第4章−3 異世界のパンツは薄いです(3)

 リニー少年が、慣れた手つきで、空だったグラスにワインを注いでいく。

 ホント、びっくりするくらい優秀で、よくできた子どもだ。


 食事を運んできたメイドたちは、すでに退散していた。

 部屋にはオレとエルドリア王太子に、給仕をしているリニー少年の三人だけとなっている。

 とても静かだった。


 うら若い女性たちに、この姿を晒し続けるという事態にならなかったのが、唯一の救いだろう。


「こちらの世界では、食事前に乾杯などするのだろうか?」

「ええ。マオ様、このように」


 そう言いながら、エルドリア王太子はグラスを目の前に掲げ上げる。


「このひと時に乾杯」

「……このひと時に乾杯」


 オレも同じ言葉を繰り返し言ってみる。


 エルドリア王太子はにっこりと微笑むと、グラスに軽く口をつける。


 ……飲み干す必要はないようだ。


 そうして、異世界召喚されて最初のお食事体験となったのである。

 

 オレとエルドリア王太子は軽く談笑しながら、豪華な食事をとる。

 リニー少年は、給仕として壁際に控え、存在を消している。

 

 味も盛り付けも悪くないね。

 ワインも芳醇で豊かな味わいだった。


 しかし、カトラリーの種類が、オレのいた世界の倍くらいあるのには驚いたよ。

 一回の食事に、これを全部使うのかとおもうと、少しばかりげんなりする。


 オレはエルドリア王太子の作法を観察しながら、それを真似るようにして、カトラリーを選んでいき、食事をつづける。


 元の世界のとある地域では、上流階級の作法として、皿を空にするのは浅ましく恥ずかしいとされていた。一口、二口分くらい残すというのがマナーとなっている。


 その残りを下男、下女が頂くという、富めるものが、貧しい者に分け与えるというのが、もともとの発端だったとか。


 こちらの世界では、そういうものはないらしい。


 むしろ、残してしまったらシェフの首がどうかなりそうなので、オレはがんばって完食をめざす。


 オレは食事を必要としない体質だが、味覚はしっかりとあるので、味を楽しむということはできる。


 食べなくても生きていけるし、逆に食べたからって死んでしまうわけでもない。


 食事をすることで円滑な関係を築けるのなら、会食も悪いことではない。


 しばらくすると、エルドリア王太子がオレの意図を察したのか、途中からさらにゆっくりとした仕草とペースでカトラリーを扱うようになっていた。


 やはり、異世界というだけあって、若干、元いた世界と礼儀作法に違いがある。


 あと、二、三回、エルドリア王太子の所作をコピーすれば、会食のマナーはマスターするだろう。


 晩餐には問題なく出席できるようになるはずだ。

 もちろん、招待されれば、の話ではあったが。


 気はあまりすすまないが、王族との接点がエルドリア王太子だけ、というのもまずいのではないかと思う。

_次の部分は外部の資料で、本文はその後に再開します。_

PR #8851, opened 2020-09-16
fix(android-transitions): remove hard-coded flip transition duration/curve

lochstar:

When navigating with a `flip*` transition, the `duration` and `curve` are not honoured. Duration is hard-coded to 3000 which results in a low transition. This may have been accidentally left in during testing.

## What is the new behavior?

Hard-coded line is removed, the transition now honours the passed options.


lochstar:
@cla-bot check

farfromrefug (approved):

PR #8853, opened 2020-09-16
Ios remove tabs

farfromrefug:
As discussed this is needed to remove the need for the Podfile inside core.
It will also also 3rd party plugins to use newer versions of https://github.com/material-components/material-components-ios

To do that i implemented the tabs plugin in nativescript material components.
For N 7 https://www.npmjs.com/package/@nativescript-community/ui-material-tabs
for N 6.x https://www.npmjs.com/package/nativescript-material-tabs

The change is a bit tricky though. The current version in the podfile is really old. So when this will be merged users will get a new version of the ios lib which requires an updated version of my plugins. However i cant release it now as it wont work with the current version of N.

So i think i ll create a first PR to upgrade the material lib in the Core. And thus update the tabs component.


NathanaelA:
Hey @farfromrefug - AWESOME!   I really really really want to remove that annoying cocoapod, so thanks for stepping up and working on this!  :fire: :fire: :fire: 

Can the PR be changed to moving all this into a @nativescript/tabs plugin rather than a full removal.  NS7 is already published and I for sure do not want to wait until NS8 for this. :grinning:   So the next best idea it to eliminate this as a breaking change as much as possible.  So we can push this into NS7.1/7.2 we can have the migrate/upgrade to add `@nativescript/tabs` as a dependency to the package.json so that it no longer becomes a breaking change.

So can you instead move the code into a NEW plugin called `@nativescript/tabs` that also lives in the packages folder, then you wouldn't have to remove any tests, just have the UI testing app import the @nativescript/tabs plugin.

farfromrefug:
If you want to do it in another plugin you can but I won't maintain it. The idea was as it was a material plugin I was OK maintaining in my material suit. 
I won't maintain it if I don't have too. That component is pretty complicated. And right now even migrating it to latest iOS lib is a pain! Most features are simply broken once you upgrade the pod.
Either way my material suit is simply stuck because of this. 
Let me know if you want to do it and I ll gladly leave to you to do it.

NathanaelA:
> If you want to do it in another plugin you can but I won't maintain it. The idea was as it was a material plugin I was OK maintaining in my material suit.

We don't expect you to maintain it, at all!!!!   My objective here is to eliminate as many bumps in the road to get this merged -- as it stands now we couldn't merge this until NS8 and for moving NS forward that is a horrible outcome as this cocoapod is a pita for almost every user.

So, thinking outside the box what it the best way to get this merged during NS7.  If we move it into a external @nativescript/tabs plugin for the time being, so that their is no major breaking change.  It still is a minor breaking change; but I think the community would accept it if we made sure the migration was virtually seamless and things just worked in their app as-is out of the box as long as they include the @nativescript/tabs.

So rather than delete the code; move it so that it can be installed as a plugin. 
This would
- Allow NS to no longer conflict with your plugin by default
- Be easily replaced by your plugin (for those who want a much better tabs and other material design components)
- Eliminate the CocoaPod from default builds that don't need it :fireworks: 
- Create a fairly seamless upgrade path without it being a major breaking change.

farfromrefug:
@NathanaelA ok i agree you can make it so. It is under @nativescript still, so i ll let you guys do it.

NathanaelA:
@farfromrefug - Well, yep it is true, we can do it; but if you have the time; a PR would be nice otherwise I know it will be a while before I can tackle this as the android issues I'm researching and the existing PR's I need to test have a much higher priority.

farfromrefug:
@NathanaelA sorry dont have time to create another plugin. Tabs plugin is already part of my material comps (updated).
Right now to allow me to move forward i created a hook in my plugin to remove the Podfile and "break" the tabs component of N. Not ideal at all, but i have to move forward (even with 6.x). Have to warn the user also which is good either.

PR #8881, opened 2020-09-22
fix: delegate should be set on nativeTextViewProtected

farfromrefug:
just like textfields. Fixes components extending this one

## PR Checklist

## What is the new behavior?

### DIFF
--- a/packages/core/ui/text-view/index.ios.ts
+++ b/packages/core/ui/text-view/index.ios.ts
@@ -85,6 +85,7 @@ class NoScrollAnimationUITextView extends UITextView {
 @CSSType('TextView')
 export class TextView extends TextViewBaseCommon {
 	nativeViewProtected: UITextView;
+	nativeTextViewProtected: UITextView;
 	private _delegate: UITextViewDelegateImpl;
 	_isShowingHint: boolean;
 	public _isEditing: boolean;
@@ -114,11 +115,11 @@ export class TextView extends TextViewBaseCommon {
 	@profile
 	public onLoaded() {
 		super.onLoaded();
-		this.ios.delegate = this._delegate;
+		this.nativeTextViewProtected.delegate = this._delegate;
 	}
 
 	public onUnloaded() {
-		this.ios.delegate = null;
+		this.nativeTextViewProtected.delegate = null;
 		super.onUnloaded();
 	}
 


NathanaelA (changes requested):
Interesting -- I have to be honest, having `nativeTextViewProtected` confuses me, and I was thinking maybe either something legacy, or potentially a extended class might have it own separate `nativeTextViewProtected`.  

So I just scanned the entire NS source code for `nativeTextViewProtected` to see if their is somewhere that this is actually using a variable and not just the textbase.getter.    It is used 178 times in the code; however **ALL of them** extend text-base-common so they all are using the getter that returns `nativeViewProtected` as the value that is being changed.   

It is used in:
Label, editable-text-base, text-view, text-field, and finally text-base.   However all of them extend text-base; which is where they get access to the getter `nativeTextViewProtected` which is just a getter that returns `nativeViewProtected` 

Can anyone think of a good reason to not rename all instances of `nativeTextViewProtected` back to `nativeViewProtected` to simplify the codebase?  (However leaving the `nativeTextViewProtected` getter so that we don't break any existing code...)

Please note `nativeViewProtected` is used by `View` which is one of the base classes ALL views extend from, so having the name change in a few of the components but be still mapped to the same base value seems confusing to me...

Edit: this comment makes more sense AFTER the review as it was done after the review; so realize that this is after I made comments on the code changes..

 オレの意向も確認せずに、勝手に召喚されたことには腹が立っているよ。

 腹が立つとはいえ、いきなり敵意むき出しで、真っ向対立をすることもないだろうけどね。


 無駄で無意味な争いは疲弊するだけなので、できれば避けたい。

 だからといって、必要以上に仲良くするのにもためらいがあるんだよ。

 王家との関わり方を決めるためにも、一刻も早く、なるたけ正確で、客観的なこの世界の情報を手に入れたいものだ。